Sampling from a NormalMixture with wide spread of parameters


I am trying to sample from a Gaussian Mixture (pm.NormalMixture()) that has two (as an illustratory example, in practice there’s more, e.g. 8 - 36) Normals mixed, although their means are too far away from each other.

Here: N_1(300, 100^2) and N_2(70000, 5000^2)
The mixture is mixed with weights 0.7 \cdot N_1 + 0.3 \cdot N_2, where the weights are based on a Dirichlet distribution, which is above the NormalMixture in the hierarchy.

Although when I sample the posterior of the NormalMixture, there is mainly the N_2, which should not happen. It should be more of the N_1.

The code used to generate the following graphs:

with pm.Model() as miniBN:
    mat = pm.Dirichlet('mat', a=mat_probs)
    elasticity = pm.NormalMixture('elasticity', w=mat, mu=ELAS_MUS, sigma=ELAS_SIGS)
    burn_in = 500
    trace = pm.sample(10000, tune=5000, target_accept=0.9)
    chain = trace[burn_in:]


Am I just undersampling? Should I sample more? It does not seem to help if I ramp up the sampling to say pm.sample(50000, tune=1000, target_accept=0.9). What is the proper way of handling such situations?

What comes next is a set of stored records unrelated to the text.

PR #1506, opened 2024-08-07
update logging framework in postfix SP6 image

Priyankasaggu11929:
For addressing failing SP6 tests, as per – https://github.com/SUSE/BCI-tests/pull/487#issuecomment-2270049197

PR updates logging framework from `syslog` to `rsyslog` in case of SP6

### DIFF
--- a/src/bci_build/package/postfix.py
+++ b/src/bci_build/package/postfix.py
@@ -71,7 +71,7 @@ POSTFIX_CONTAINERS = [
                     "spamass-milter",
                 )
                 if os_version == OsVersion.TUMBLEWEED
-                else ()
+                else ("rsyslog", "gawk")
             )
         ],
         entrypoint=["/entrypoint/entrypoint.sh"],
--- a/src/bci_build/package/postfix/entrypoint/entrypoint.sles.sh
+++ b/src/bci_build/package/postfix/entrypoint/entrypoint.sles.sh
@@ -358,7 +358,7 @@ configure_postfix() {
 
 terminate() {
     base=$(basename "$1")
-    pid=$(/bin/pidof "$base")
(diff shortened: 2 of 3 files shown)


Priyankasaggu11929:
will check again in the morning. 

SP6 build failing on rsyslog installation 

```
[   47s] Problem: 1: nothing provides '/bin/gawk' needed by the to be installed sysconfig-netconfig-0.85.9-150200.12.1.x86_64
[   47s]  Solution 1: do not install rsyslog-8.2306.0-150600.10.6.x86_64
[   47s]  Solution 2: break sysconfig-netconfig-0.85.9-150200.12.1.x86_64 by ignoring some of its dependencies
```

Priyankasaggu11929:
@dirkmueller, I've tried building the sp6 image without installing `rsyslog` as a Dockerfile step, but later manually in the built image (`registry.opensuse.org/home/defolos/bci/staging/sle-15-sp6/6-1506/containerfile/containers/postfix:3.8`) and installation works.

Could you please point out what is different in the OBS build tooling that causing the build fail for SP6 variant:
https://build.opensuse.org/package/live_build_log/home:defolos:BCI:Staging:SLE-15-SP6:6-1506/sac-postfix-image/containerfile/x86_64

dirkmueller:
> @dirkmueller,> Could you please point out what is different in the OBS build tooling that's causing the build fail for SP6 variant. Thanks!

Thats a missing Fileprovides on gawk. I've filed an issue to get that fixed, but for now we can fix this by manually installing gawk. updated your patch accordingly.

dirkmueller (approved):

Priyankasaggu11929:
> > @dirkmueller,> Could you please point out what is different in the OBS build tooling that's causing the build fail for SP6 variant. Thanks!
> 
> Thats a missing Fileprovides on gawk. I've filed an issue to get that fixed, but for now we can fix this by manually installing gawk. updated your patch accordingly.

Thank you!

Screenshot from 2022-03-09 16-45-24

Try using SMC instead of NUTS.

Sampling from distributions with multiple peaks with standard MCMC methods can be difficult, if not impossible, as the Markov chain often gets stuck in either of the minima. A Sequential Monte Carlo sampler (SMC) is a way to ameliorate this problem.

Hi @chartl,

thanks for you reply. I have tried the Sequential sampling, although it looks like there is a problem of practically zero values between the two peaks. It’s basically a zero plane between (\mu=300) and (\mu=70000). That may be a reason why it retrusn LinAlgError: singular matrix.

Do you have any proposal how to go around this problem? Perhaps adding some really small value? That would probably end up in the use of general Mixture() which I would like to avoid.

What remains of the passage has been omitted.